Наталья Солнцева - Иван Шмелев. Жизнь и творчество. Жизнеописание
Герою открывается истина, о которой размышлял сам Шмелев: во всем, что случается с ним и с Даринькой, проявляется рука ведущая, высший план, «даже в грехопадении, ибо грехопадения неизбежно вели к страданиям, а страдания заставляли искать путей». В рождественскую ночь, в Кремле, он услышал, как пели звезды, и почувствовал, как душа наполнилась высшей гармонией. Духовно насыщенную жизнь Вейденгаммер и Даринька ведут в купленном им мценском имении Уютово, не так далеко от Козельска, от Оптиной пустыни. Там, глядя на звезды, которые чертили в небе свои пути, он говорит о том, что наука не может дать ответа на вопрос, кто установил эти пути, и «никогда не даст»: наука есть мера, и мера не может объяснить безмерности. Завершается второй том фрагментом: Даринька дарит Вейденгаммеру Евангелие, в котором — «все».
Сюжет третьего тома должен был развиваться стремительно, хотя достичь этого, как полагал автор, непросто при тихом течении русской жизни 1880—1890-х годов. Замысел был таким: потрясенный гибелью Дариньки, Вейденгаммер принимает постриг, однако его духовный путь не заканчивается, он не постигает веры в полноте, он, как Леонтьев, мыслитель, лишенный высшего познания. Таких, как считал Шмелев, много в России; таких много особенно в католичестве, и эта мысль, возможно, была воспринята от Ильина, от Феофана. Перечитав двадцать первую главу Евангелия от Иоанна, Шмелев усмотрел в ней мотив размежевания церквей на православную и католическую, он обсуждал с Карташевым свою версию о том, что Иоанну было поручено хранение истины — православия. В третьем томе Шмелев намеревался развить эту тему. В первых двух томах вопрос о конфессиях лишь намечен: дед Вейденгаммера по житейским соображениям перешел в православие из лютеран; во втором томе появляется образ Франца-Иоганна Борелиуса, известного голландца-ювелира, кальвиниста, в старости «притулившегося на задворках православной церкви» и в ней приготовлявшегося к смерти. В третьем томе Шмелев намеревался рассказать о жизни русских монастырей, о водительстве старцев, образом Оптиной пустыни передать «просфорочно-корочный запах»[621].
Автор «Путей небесных» искал правду о мире умственно, но душе его было потребно наивное узнавание. Его герою наивная простота предстала в образе Дариньки, сироты-золотошвейки с Малой Бронной, насельницы монастыря. Даринька — спасительница Вейденгаммера. В линии Дариньки развиты и представления Шмелева о ценностях любви.

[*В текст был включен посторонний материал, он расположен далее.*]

PR #14519, opened 2021-04-23
Deeplink improvements

planarvoid:
This PR ties a few loose ends:
- move app link handling for `wordpress://stats` to the `StatsLinkHandler`
- move app link handling for `wordpress://notifications to the `NotificationsLinkHandler`
- move app link handling for `wordpress://read to the `ReaderLinkHandler`
- Move all the deeplink code into a separate package for better readibility

The only small difference in behaviour is that previously for `wordpress://stats` link we were selecting the primary site and showing stats for that site. For consistency I've changed that to show the stats for the currently selected site (just switching to the `Stats` screen). I think this change makes sense.

To test:
- Make sure you're logged in in the app
- Click on `wordpress://stats` link (in case you don't know how to create one, a link like `public-api.wordpress.com/mbar/?redirect_to=wordpress://stats` works as well
- Select the app to handle the link
- Notice the app opens the stats screen

To test:
- Make sure you're logged in in the app
- Click on `wordpress://notifications` link (in case you don't know how to create one, a link like `public-api.wordpress.com/mbar/?redirect_to=wordpress://notifications` works as well
- Select the app to handle the link
- Notice the app opens the notifications screen

To test:
- Make sure you're logged in in the app
- Click on `wordpress://read` link (in case you don't know how to create one, a link like `public-api.wordpress.com/mbar/?redirect_to=wordpress://read` works as well
- Select the app to handle the link
- Notice the app opens the reader screen

## Regression Notes
- other deeplinks

- I've added unit tests and tested the other links 

- unit tests

PR submission checklist:


renanferrari (approved):
Thanks for all the changes and specially for moving all classes to a single package, that was very much needed.

Code is looking pretty good and, in the future, I think we should probably move all cases in `DeepLinkingIntentReceiverActivity` to the view model in a similar way.

I've tested all scenarios you provided using the following command:

```
adb shell am start \
 -W -a android.intent.action.VIEW \
 -c android.intent.category.BROWSABLE \
 -d "wordpress://read"
```

 And everything seems to be working as expected.

 LGTM 👍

Ильин писал о том, что «никто не умел живописать людей такого сердца и такой любви столь совершенно, как Достоевский, Лесков и Шмелев в России, как Диккенс и Гофман в Западной Европе», что настоящая любовь исходит из «чистого и цельного сердца», что «свою настоящую и высшую форму эта любовь приобретает тогда, когда она срастается с духовным опытом или прямо вырастает из него»[622]. В «Путях небесных» есть любовь-страсть и любовь возвышающая, Шмелев как бы разрешал проблему, поставленную Ильиным: «Человеку доступна двоякая любовь: любовь инстинкта и любовь духа»[623], которые редко сочетаются, хотя и не враждебны друг другу.

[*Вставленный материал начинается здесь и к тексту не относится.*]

PR #14521, opened 2021-04-23
Add a "Set as Featured Image" Button to Image Block - Refactor for Featured Image PostModel update

jd-alexander:
## Description 

The main purpose of this PR is to refactor the logic that was being utilized to update the featured image id on the `PostModel` previously, we were utilizing the `PostRepository` that was within the `EditPostSettingsFragment.` This approach was deemed an area that needed improvement since, the Gutenberg side of things would be calling functionality within a fragment when the main point of entry is the `EditPostActivity`. I am also assuming there could have been app states where the fragment isn't created so this refactor ensures that the updates to the `PostModel` are done in an object that will be retained during the editing experience - `EditPostActivity`. Let us know what you think about the refactor done. Any improvements or ideas are more than welcomed. 

To be merged into the following PR: https://github.com/wordpress-mobile/WordPress-Android/pull/14503

## Testing

The test cases below are from the [main Gutenberg PR](https://github.com/WordPress/gutenberg/pull/31705) related to these changes. In addition, we should verify that the Tracks events edited/introduced with this PR work as expected.

### Image Block - Set and Remove Featured Image

1. In the app, navigate to _Home_ → _Blog Posts_ to create a new blog post, one which doesn't already have a featured image set.
2. Add a new image block, and upload an image to it.
3. Tap the image block's cog/gear icon to access its settings.
4. Observe the new **Set as Featured** button at the bottom of the settings and tap it.
5. Verify that you see a confirmation message about the newly set featured image and that the block now has a **Featured** banner overlaying it.
6. Tap the image block's cog/gear icon again and this time select the **Remove as Featured** option.
7. Verify that you see a confirmation message that the image has been removed and that the **Featured** banner is also removed.

### Image Block - Tracks Verification

1. After following the steps to set and remove an image as featured directly from the image block, navigate to the internal Tracks tool and choose the **Live View** option from the menu.
2. Enter `wpandroid_featured_image_picked_gutenberg_editor` into the tool's **Events** field and then the username associated with the account you tested with in the **Username** field. Click **Search**.
3. Verify that the event was logged correctly. Note, there is usually a delay of ~5 minutes before an event is logged in this tool.
4. Use the same steps to search for the `wpandroid_featured_image_removed_gutenberg_editor` event, in order to verify that this event fires after the steps to remove a featured image via the editor were followed.

### Post Settings - Set and Remove Featured Image

1. Tap the three icons to the upper right of the post editor to access **Post Settings**.
2. Tap existing featured image and then **Remove**.
3. Tap the back button to confirm that the **Featured** banner has been removed from the featured image, as expected. Tap the cog/gear icon to then confirm the option to **Set as Featured** appears.
4. Return to the **Post Settings** screen and set a new featured image.
5. Tap the back button. If the new featured image hasn't already been added to the editor via an image block, add it.  
6. Confirm that the **Featured** banner displays overlays the correct image and that  **Remove as Featured** appears in its settings.

### Post Settings - Tracks Verification

1. After following the steps to set a featured image via **Post Settings**, navigate to our internal Tracks tool and choose the **Live View** option from the menu.
2. Enter `wpandroid_featured_image_set_clicked_post_settings` into the tool's **Events** field and then the username associated with the account you tested with in the **Username** field. Click **Search**.
3. Verify that the event was logged correctly. Note, there is usually a delay of ~5 minutes before an event is logged in this tool.
4. Use the same steps to search for the `wpandroid_featured_image_remove_clicked_post_settings` event, in order to verify that this event fires after the steps to remove a featured image via **Post Settings** were followed.

## Regression Notes
The main unintended issues with these changes could be: 

* Modified track events aren't fired as expected. 
* The Post Settings featured image behavior gets broken. 

To ensure that these areas aren't impacted we will test these paths thoroughly. 

To test the areas of impact, the flows above were utilized.

N/A

PR submission checklist:


WordPress/src/main/java/org/wordpress/android/ui/posts/UpdateFeaturedImageUseCase.kt
```diff
@@ -0,0 +1,23 @@
+package org.wordpress.android.ui.posts
+
+import org.wordpress.android.fluxc.model.PostImmutableModel
+import org.wordpress.android.fluxc.model.PostModel
+import org.wordpress.android.ui.posts.EditPostRepository.UpdatePostResult
+import org.wordpress.android.ui.posts.EditPostRepository.UpdatePostResult.Updated
+
+class UpdateFeaturedImageUseCase {
```
SiobhyB:
```suggestion
import javax.inject.Inject

class UpdateFeaturedImageUseCase @Inject constructor() {
```

I'm only able to get the PR to build if I use the `@Inject` annotation here, let me know if this looks right to you!

SiobhyB (changes requested):
@jd-alexander, this works perfectly for me once I add the `@Inject` annotation to the `UpdateFeaturedImageUseCase.kt` file. I added what I used to get this working as a suggestion as part of the review, let me know if this is correct or if there's a different syntax that'd be preferable. 

I also submitted a couple of commits to fix small issues:

* Changed a couple of remaining references from `IMAGE_PICKED` to `IMAGE_PICKED_POST_SETTINGS `: https://github.com/wordpress-mobile/WordPress-Android/pull/14521/commits/ce3785e42339f2a8a16644a41cfd29c54d55bd26
* Removed unused imports from `EditPostSettingsFragment.java`: https://github.com/wordpress-mobile/WordPress-Android/pull/14521/commits/c1278d6a6262c401d72501be991b9d2d13ea7408

WordPress/src/main/java/org/wordpress/android/ui/posts/UpdateFeaturedImageUseCase.kt
jd-alexander: Good catch. Thank you 🙇🏾

jd-alexander: @SiobhyB I resolved this here 610348e and did another run-through of the PR. I will be adding PR notes later with the testing instructions so this can be reviewed and merged in.

WordPress/src/main/java/org/wordpress/android/ui/posts/EditPostActivity.java
```diff
@@ -2481,12 +2482,32 @@ protected void setPostContentFromShareAction() {
...
-                ((GutenbergEditorFragment) mEditorFragment).sendToJSFeaturedImageId((int) mediaId);
+    private void setFeaturedImageId(final long mediaId, final boolean imagePicked, final boolean isGutenbergEditor) {
+        if (isGutenbergEditor) {
+            EditPostRepository postRepository = getEditPostRepository();
+            if (postRepository == null) {
+                return;
+            }
+
+            int postId = getEditPostRepository().getId();
+            if (mediaId == 0) {
```
jd-alexander, line 2493: This value will is under consideration to be hardcoded.

ashiagr (approved):
Hey @jd-alexander 👋!

All works as described, good job 👍. Also from your regression notes, I've tested that the older track events for (featured image on post settings) are not broken, even though the event label got changed. 

The only odd thing I noticed: `UpdateFeaturedImageUseCase` is formatted in commit 70dff2c but I still see it unformatted, can you re-check it? Feel free to merge after it.

jd-alexander:
> All works as described, good job 👍. Also from your regression notes, I've tested that the older track events for (featured image on post settings) are not broken, even though the event label got changed.

Thanks much for the review @ashiagr it's appreciated 🙇🏾 

> The only odd thing I noticed: UpdateFeaturedImageUseCase is formatted in commit 70dff2c but I still see it unformatted, can you re-check it? Feel free to merge after it.

Thanks for spotting. I will do that!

В письмах Шмелев сравнивал Дариньку с героиней «Неупиваемой чаши» Анастасией. Кроме того, образ Дариньки все более обретал черты жены Шмелева, Ольги Александровны. Писатель наделил героиню тихостью, чистотой, кротостью, детскостью: «голос у нее как будто детский»; «она плакала всхлипами, по-детски», «совсем, совсем как обиженный ребенок!»; «путаный полудетский лепет» и т. п. В то же время Шмелев хотел выразить в Дариньке женское обаяние, «предельный шарм», «апофеоз женственного»[624], заменяющий ослепивший Савла Свет. Вейденгаммер говорит о Дариньке: «У редких женщин бывает это… „тайна“, обыкновенно, та-ет, как только женщина „раскрывается“, телесно. Но если это — душевное, тогда она поведет за собой, до конца». В своей героине он видел духовную силу, опирался на слова Библии: «И семя Жены сотрет главу Змия» (Быт. 3, 15). Даринька видится Вейденгаммеру «явленной», «иконной».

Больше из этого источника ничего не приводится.